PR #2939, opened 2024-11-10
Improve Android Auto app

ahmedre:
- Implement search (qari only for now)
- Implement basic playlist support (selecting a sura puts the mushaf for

→ Task directions: Please set down the entire material above exactly as presented.

→ Task result:
PR #2939, opened 2024-11-10
Improve Android Auto app

ahmedre:
- Implement search (qari only for now)
- Implement basic playlist support (selecting a sura puts the mushaf for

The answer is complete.